=== Begin Enclosure ===

PR #451, opened 2023-12-11
feat(dev): upgrade script updates Pages version

jwartofsky-yext:
Running the upgrade script will now upgrade Pages version.

This also adds a few new steps that will be executed, such as checking node version and breaking down old helper functions.


packages/pages/src/upgrade/pagesUpdater.ts
```diff
@@ -43,38 +62,156 @@ const processDirectoryRecursively = (currentPath: string) => {
...
+      }
     }
   });
+}
+
+/**
+ * Update sitesComponents to the latest version
+ * @param targetDirectory
+ */
+export const updateSitesComponents = async (targetDirectory: string) => {
```
jwartofsky-yext, line 83: This will be removed and the updatePagesComponents step will be used instead

packages/pages/src/upgrade/upgrade.ts
```diff
@@ -12,8 +25,20 @@ interface UpgradeArgs {
...
+  await updateDevDependencies(source);
+  checkLegacyMarkdown(source);
+  replacePagesSlashComponentsImport(source);
+  replaceSitesComponentsImports(source);
+  removeFetchImport(source);
+  updatePackageScripts(source);
+  updatePackageEngines(source);
+  checkNodeVersion();
+  await updatePages(source);
+  // await updatePagesComponents(source);
```
jwartofsky-yext, line 40: This will be enabled and the updateSitesComponent call removed once pages-components is released

packages/pages/src/upgrade/pagesUpdater.ts
```diff
@@ -135,28 +283,27 @@ const updatePackageEngines = (targetDirectory: string) => {
...
+    `Please install node ${NODE_ENGINES}.`;
+  try {
+    const nodeVersion = execSync("node -v");
+    if (!nodeVersion || nodeVersion.length < 4) {
+      console.log(ERR_MSG);
+      return;
+    }
+    const version = parseInt(nodeVersion.toString().split(".")[0].substring(1));
+    if (version != 18 && version != 20) {
+      console.warn(
```
mkilpatrick, line 302: error instead of warn

packages/pages/src/upgrade/upgrade.ts
```diff
@@ -12,8 +25,20 @@ interface UpgradeArgs {
 
 const handler = async (args: UpgradeArgs) => {
   const scoped = { scope: args.scope || "" };
+  const source = path.resolve(scoped.scope);
   const projectStructure = await ProjectStructure.init(scoped);
-  await updatePages(projectStructure);
+  await updateSitesComponents(source);
```
mkilpatrick, line 30: Can you move this one right before `updatePages` since it's the same thing? Actually, it'd be better to combine `updatePages` and `updatePagesComponents` to each do the two things: update the imports and update the package.json, since it's really one thing we're trying to update overall. The method can call 2 sub-methods.

packages/pages/src/upgrade/upgrade.ts
```diff
@@ -12,8 +25,20 @@ interface UpgradeArgs {
...
+  await updateDevDependencies(source);
+  checkLegacyMarkdown(source);
+  replacePagesSlashComponentsImport(source);
+  replaceSitesComponentsImports(source);
+  removeFetchImport(source);
+  updatePackageScripts(source);
+  updatePackageEngines(source);
+  checkNodeVersion();
+  await updatePages(source);
```
mkilpatrick, line 39: Give this a more descriptive name.

packages/pages/src/upgrade/pagesUpdater.ts
```diff
@@ -43,38 +62,156 @@ const processDirectoryRecursively = (currentPath: string) => {
...
+export const updateSitesComponents = async (targetDirectory: string) => {
+  await updatePackageDependency(
+    targetDirectory,
+    "@yext/sites-components",
+    null
+  );
+};
+
+/**
+ * Update pagesComponents to the latest version
```
mkilpatrick, line 92: Give this a better description with example (since this will combine the two methods now given my other comment).

packages/pages/src/upgrade/upgrade.ts
```diff
@@ -12,8 +25,20 @@ interface UpgradeArgs {
 
 const handler = async (args: UpgradeArgs) => {
   const scoped = { scope: args.scope || "" };
+  const source = path.resolve(scoped.scope);
   const projectStructure = await ProjectStructure.init(scoped);
-  await updatePages(projectStructure);
+  await updateSitesComponents(source);
+  await updateDevDependencies(source);
+  checkLegacyMarkdown(source);
+  replacePagesSlashComponentsImport(source);
```
mkilpatrick, line 33: This should be combined with updateSitesComponents

packages/pages/src/upgrade/pagesUpdater.ts
```diff
@@ -43,38 +62,156 @@ const processDirectoryRecursively = (currentPath: string) => {
...
+ * @param targetDirectory
+ */
+export const updatePagesComponents = async (targetDirectory: string) => {
```
mkilpatrick, line 95: This will need to update the imports. I don't think you're doing that anywhere.

packages/pages/src/upgrade/upgrade.ts
jwartofsky-yext: Would it be updateYextPages? This is the command that updates @yext/pages to the version that is called by npx pages upgrade

mkilpatrick: updatePagesJSToCurrentVersion

packages/pages/src/upgrade/upgrade.ts
mkilpatrick: I confused `updatePages` because the name was not clear. At any rate, I mean to combine the updating of the sites-components package and updating all of the imports under one function.

packages/pages/src/upgrade/pagesUpdater.ts
jwartofsky-yext: This command just updates the dependency.

replacePagesSlashComponentsImport replaces @yext/pages/components -> @yext/pages/sites-components
replaceSitesComponentsImports replaces @yext/sites-components -> @yext/pages-components

packages/pages/src/upgrade/upgrade.ts
jwartofsky-yext: In the future, I think we will likely want to be updating the import but not updating sites-components in package.json, because sites-components will no longer exist as it is replaced with pages-components

mkilpatrick: Right. This will need to be part of the (either): `updateToUseSitesComponents` (current) or `updateToUsePagesComponents` (latest one)

packages/pages/src/upgrade/pagesUpdater.ts
```diff
@@ -77,7 +77,8 @@ function processDirectoryRecursively(
 }
 
 /**
- * Update sitesComponents to the latest version
+ * Update sites-components to the latest version and replace pages/components imports with
+ * sites-components.
  * @param targetDirectory
  */
 export const updateSitesComponents = async (targetDirectory: string) => {
```
mkilpatrick, line 84: Let's rename to `updateToUseSitesComponents`

packages/pages/src/upgrade/pagesUpdater.ts
```diff
@@ -86,10 +87,13 @@ export const updateSitesComponents = async (targetDirectory: string) => {
...
+  replacePagesSlashComponentsImports(targetDirectory);
 };
 
 /**
- * Update pagesComponents to the latest version
+ * Update pages-components to the latest version and replace sites-components imports with
+ * pages-components.
  * @param targetDirectory
  */
 export const updatePagesComponents = async (targetDirectory: string) => {
```
mkilpatrick, line 99: Let's rename to `updateToUsePagesComponents`

packages/pages/src/upgrade/pagesUpdater.ts
```diff
@@ -98,13 +102,17 @@ export const updatePagesComponents = async (targetDirectory: string) => {
     "@yext/pages-components",
     null
   );
+  // update imports from sites-components to pages-components
+  replaceSitesComponentsImports(targetDirectory);
```
mkilpatrick, line 106: This func should call this, but also do replacePagesSlashComponentsImports for this new package. We need to handle both.

mkilpatrick (dismissed):

packages/pages/src/upgrade/pagesUpdater.ts
```diff
@@ -106,6 +107,8 @@ export const updateToUsePagesComponents = async (targetDirectory: string) => {
   replacePagesSlashComponentsImports(targetDirectory);
   // update imports from sites-components to pages-components
   replaceSitesComponentsImports(targetDirectory);
+  // update imports from react-components to pages-components
+  replaceReactComponentsImports(targetDirectory);
```
mkilpatrick, line 111: We need to remove react-components and sites-components from package.json too

packages/pages/src/upgrade/pagesUpdater.ts
```diff
@@ -33,17 +35,58 @@ async function updatePackageDependency(
     process.exit(1);
   }
   try {
+    const dependencyType = devDependency ? "devDependencies" : "dependencies";
```
mkilpatrick, line 38: I don't think we can assume where they've installed it. Just look in both places. Same for the remove.

jwartofsky-yext: We can look in both places for upgrade or remove, but if we are installing we have to pick one. I guess this would default to devDependency then?

All of these packages live under devDependencies on the starter

packages/pages/src/upgrade/pagesUpdater.ts
```diff
@@ -35,10 +37,13 @@ async function updatePackageDependency(
...
   }
   try {
-    const dependencyType = devDependency ? "devDependencies" : "dependencies";
+    let dependencyType = DEV_DEPENDENCIES;
     const packageJson = JSON.parse(fs.readFileSync(packagePath, "utf-8"));
-    const toVersion = version || (await latestVersion(packageName));
+    if (packageJson.dependencies[packageName]) {
+      dependencyType = DEPENDENCIES;
+    }
     const currentVersion = packageJson[dependencyType][packageName];
```
mkilpatrick, line 45: Don't we need to check if it's in both, otherwise this could fail?

jwartofsky-yext: It defaults to devDependencies. It then checks if it is in dependencies. If it is in dependencies, it will use that. Otherwise will use devDependencies

mkilpatrick: Right, but it checks if the package is in devDeps, if not, it then assumes it's in deps but doesn't actually verify that the package actually exists there.

jwartofsky-yext: This covers all cases.

For upgrade it will:

1. install in devDependencies if not found
2. upgrade in devDependecies if it is there
3. upgrade in dependencies if it is there

For remove it will:
1. remove if it is in devDependencies
2. remove if it is in dependencies

jwartofsky-yext: It will also show a unique log 'Installing ${packageName' if the package doesn't exist at all, and 'Upgrading to' if it is found and is upgrading

jwartofsky-yext: Made some changes

If user has sites-components or react-components in their package.json, we will install pages-components. If they have pages/components imports, sites-components imports, or react-components imports, we also install pages-components. If they already have pages-components, we upgrade it regardless.

All other packages we only upgrade if they already exist in devDependencies or dependencies

packages/pages/src/upgrade/pagesUpdater.ts
```diff
@@ -6,13 +6,13 @@ import { execSync } from "child_process";
...
-const sitesComponentsRegex = /"@yext\/sites-components"/g;
-const sitesComponentsReplacement = '"@yext/sites-components"';
-const pagesComponentsReplacement = '"@yext/pages-components"';
-const reactComponentsRegex = /"@yext\/react-components"/g;
-const fetchImportRegex = /\nimport { fetch } from "@yext\/pages\/util";/g;
-const markdownRegex = 'Markdown.{1,10}from "@yext\\/react-components';
+const pagesSlashComponentsRegex = /@yext\/pages\/components/g;
+const sitesComponentsRegex = /@yext\/sites-components/g;
+const reactComponentsRegex = /@yext\/react-components/g;
+const fetchImportRegex = /\nimport { fetch } from ["']@yext\/pages\/util["'];/g;
```
mkilpatrick, line 12: Not from this change, but this doesn't catch no spaces around `fetch`

`import {fetch} from '@yext/pages/util';`

or more than one import

`import { fetch, foo } from '@yext/pages/util';`

also what's the \n for? I think that shouldn't be there.

packages/pages/src/upgrade/pagesUpdater.ts
```diff
@@ -48,6 +49,9 @@ async function updatePackageDependency(
       return;
     }
     if (!currentVersion) {
+      if (!install) {
```
mkilpatrick, line 52: Make this check before getting the latestVersion. It's a network call that is unnecessary if we're not forcing the install.

packages/pages/src/upgrade/pagesUpdater.ts
```diff
@@ -132,19 +139,34 @@ function processDirectoryRecursively(
...
   // update imports from react-components to pages-components
-  replaceReactComponentsImports(targetDirectory);
+  const hasReactComponentsImports =
+    replaceReactComponentsImports(targetDirectory);
+
+  await updatePackageDependency(
+    targetDirectory,
+    "@yext/pages-components",
+    null,
+    hasSitesComponents ||
```
mkilpatrick, line 164: We actually only want to add pages-components if one has been replaced, not if the previous packages were there too. Like if they were installed but not used, no point in adding an new unused package.

packages/pages/src/upgrade/pagesUpdater.ts
jwartofsky-yext: Without the \n it wasn't clearing the line properly

I can look into making that check smarter

This works on the starter repo

mkilpatrick: What do you mean by _this_? All 3 cases? I was trying in regex101.com

jwartofsky-yext: The check that is there currently works for fetch as it appears on the starter repo.

I just updated the PR to cover all cases however

packages/pages/src/upgrade/pagesUpdater.ts
```diff
@@ -296,14 +279,32 @@ export const replaceReactComponentsImports = (source: string): boolean => {
...
  */
 export const removeFetchImport = (source: string) => {
   const operation = async (filePath: string) => {
+    let hasReplaced = false;
     const fileContent = fs.readFileSync(filePath, "utf8");
-    if (fileContent.match(fetchImportRegex)) {
-      const modifiedContent = fileContent.replace(fetchImportRegex, "");
-      fs.writeFileSync(filePath, modifiedContent, "utf8"); // Update the file content
+    let lines = fileContent.split("\n");
+    for (let i = 0; i < lines.length; i++) {
```
mkilpatrick, line 289: Seems pretty inefficient to loop through every line of every file. Is there a better way we can get just the import lines, either through a regex or ts-morph?

packages/pages/src/upgrade/pagesUpdater.ts
```diff
@@ -296,14 +279,32 @@ export const replaceReactComponentsImports = (source: string): boolean => {
...
+      if (
+        lines[i].substring(0, 7).includes("import") &&
```
mkilpatrick, line 291: Someone could technically have some commented line somewhere that's like `// fetch fella import guy`

I suppose the substring part helps

packages/pages/src/upgrade/pagesUpdater.ts
mkilpatrick: You could also stop search as soon as you find a line that doesn't have `import`

packages/pages/src/upgrade/pagesUpdater.ts
```diff
@@ -296,14 +279,32 @@ export const replaceReactComponentsImports = (source: string): boolean => {
...
+        lines[i].includes("fetch")
```
mkilpatrick, line 292: This doesn't handle multi-line imports

```
import {
  fetch,
  foo,
} from "@yext/pages/util";
```

packages/pages/src/upgrade/pagesUpdater.ts
```diff
@@ -296,14 +279,32 @@ export const replaceReactComponentsImports = (source: string): boolean => {
 
 /**
  * Removes old fetch import that is no longer used
- * @param source
+ * @param source the src folder
  */
 export const removeFetchImport = (source: string) => {
```
mkilpatrick, line 284: We're at the point we really need tests for this stuff. You can do just this one for now though.

packages/pages/src/upgrade/pagesUpdater.ts
jwartofsky-yext: Upgraded to use ts-morph which handles all cases of imports

packages/pages/src/upgrade/pagesUpdater.test.ts
```diff
@@ -0,0 +1,28 @@
+import { describe, it, expect } from "vitest";
+import { removeFetchImport } from "./pagesUpdater.js";
+import { Project } from "ts-morph";
+import path from "path";
+import fs from "fs";
+
+describe("test pages updater steps", () => {
+  it("remove fetch imports", () => {
+    const testFilePath = "src/upgrade/test/src/templates/location.tsx";
```
mkilpatrick, line 9: Can you instead have some consts defined so you don't need ts-morph in the test and then tests all of those different fetch import cases I mentioned before?

packages/pages/src/upgrade/pagesUpdater.test.ts
```diff
@@ -0,0 +1,28 @@
+import { describe, it, expect } from "vitest";
+import { removeFetchImport } from "./pagesUpdater.js";
+import { Project } from "ts-morph";
+import path from "path";
+import fs from "fs";
+
+describe("test pages updater steps", () => {
+  it("remove fetch imports", () => {
```
mkilpatrick, line 8: removes

packages/pages/src/upgrade/pagesUpdater.ts
```diff
@@ -43,46 +119,217 @@ const processDirectoryRecursively = (currentPath: string) => {
...
+};
+
+/**
+ * Removes old fetch import that is no longer used
+ * @param root folder that contains package.json and tsconfig.json
+ */
+export const removeFetchImport = (root: string) => {
+  let hasRemoved = false;
+  const project = new Project({
+    tsConfigFilePath: path.resolve(root, "tsconfig.json"),
```
mkilpatrick, line 288: Does this read the tsconfig to find the source files? Wouldn't we only want to do the source files defined by the projectStructure?

packages/pages/src/upgrade/pagesUpdater.ts
```diff
@@ -43,46 +119,217 @@ const processDirectoryRecursively = (currentPath: string) => {
...
+  });
+  const sourceFiles = project.getSourceFiles();
+  for (let i = 0; i < sourceFiles.length; i++) {
```
mkilpatrick, line 291: You need to check that fetch is coming from @yext/pages/util specifically. There could be other `fetch`es from other libs we don't want to remove.

mkilpatrick: Add a test case for that too.

packages/pages/src/upgrade/pagesUpdater.ts
```diff
@@ -43,46 +119,217 @@ const processDirectoryRecursively = (currentPath: string) => {
...
+export const updatePackageScripts = (root: string) => {
+  const packageJsonPath = path.resolve(root, "package.json");
 
   try {
     const packageJson = JSON.parse(fs.readFileSync(packageJsonPath, "utf-8"));
     const scripts = packageJson.scripts;
     scripts.dev = "pages dev";
     scripts.prod = "pages prod";
     scripts["build"] = "pages build";
+    scripts["build:local"] = undefined;
```
mkilpatrick, line 332: Doing this means we need to update their buildCmd to use build instead of build:local. Do we do that already?

jwartofsky-yext: Yup
https://github.com/yext/pages/blob/main/packages/pages/src/upgrade/migrateConfig.ts#L48

packages/pages/src/upgrade/pagesUpdater.ts
jwartofsky-yext: Yes,

ts-morph wants a ts-config, but we can also set a bunch of constants instead

This gives us all of the source files we are looking for however

packages/pages/src/upgrade/pagesUpdater.test.ts
jwartofsky-yext: The consts would have to be defined in the fetch function. Do we want to use constants rather than read the ts-config?

packages/pages/src/upgrade/pagesUpdater.ts
jwartofsky-yext: Updated to use project structure instead

packages/pages/src/upgrade/pagesUpdater.test.ts
```diff
@@ -3,25 +3,54 @@ import { removeFetchImport } from "./pagesUpdater.js";
...
+    // modify test file
+    removeFetchImport(source);
+
+    // validate changes
     const afterContent = fs.readFileSync(path.resolve(testFilePath), "utf-8");
-    expect(beforeContent).toContain("fetch");
-    expect(afterContent).not.toContain("fetch");
+    expect(beforeContent).toEqual(expectedBefore);
+    expect(afterContent).toEqual(expectedAfter);
     sourceFile.delete();
```
mkilpatrick, line 54: Do you still need to save and sync?

packages/pages/src/upgrade/pagesUpdater.test.ts
```diff
@@ -3,25 +3,54 @@ import { removeFetchImport } from "./pagesUpdater.js";
...
     const testFilePath = "src/upgrade/test/src/templates/location.tsx";
-    const testProject = new Project();
+    const source = path.resolve("src/upgrade/test/src");
+    const testProject = new Project({
+      compilerOptions: {
+        jsx: typescript.JsxEmit.ReactJSX,
+        sourceRoot: source,
+      },
+    });
+    testProject.addSourceFilesAtPaths([
```
mkilpatrick, line 26: You probably only want to add the one specific file you're testing against

packages/pages/src/upgrade/pagesUpdater.test.ts
```diff
@@ -3,25 +3,54 @@ import { removeFetchImport } from "./pagesUpdater.js";
 import { Project } from "ts-morph";
 import path from "path";
 import fs from "fs";
+import typescript from "typescript";
 
 describe("test pages updater steps", () => {
-  it("remove fetch imports", () => {
+  it("removes fetch imports", () => {
```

=== End Enclosure ===

[WHAT THE TASK ASKS]: All lines from the listing above that include "updateSitesComponents" should be shown.

[FINISHED TASK]:
+export const updateSitesComponents = async (targetDirectory: string) => {
+  await updateSitesComponents(source);
+export const updateSitesComponents = async (targetDirectory: string) => {
+  await updateSitesComponents(source);
mkilpatrick, line 33: This should be combined with updateSitesComponents
 export const updateSitesComponents = async (targetDirectory: string) => {
@@ -86,10 +87,13 @@ export const updateSitesComponents = async (targetDirectory: string) => {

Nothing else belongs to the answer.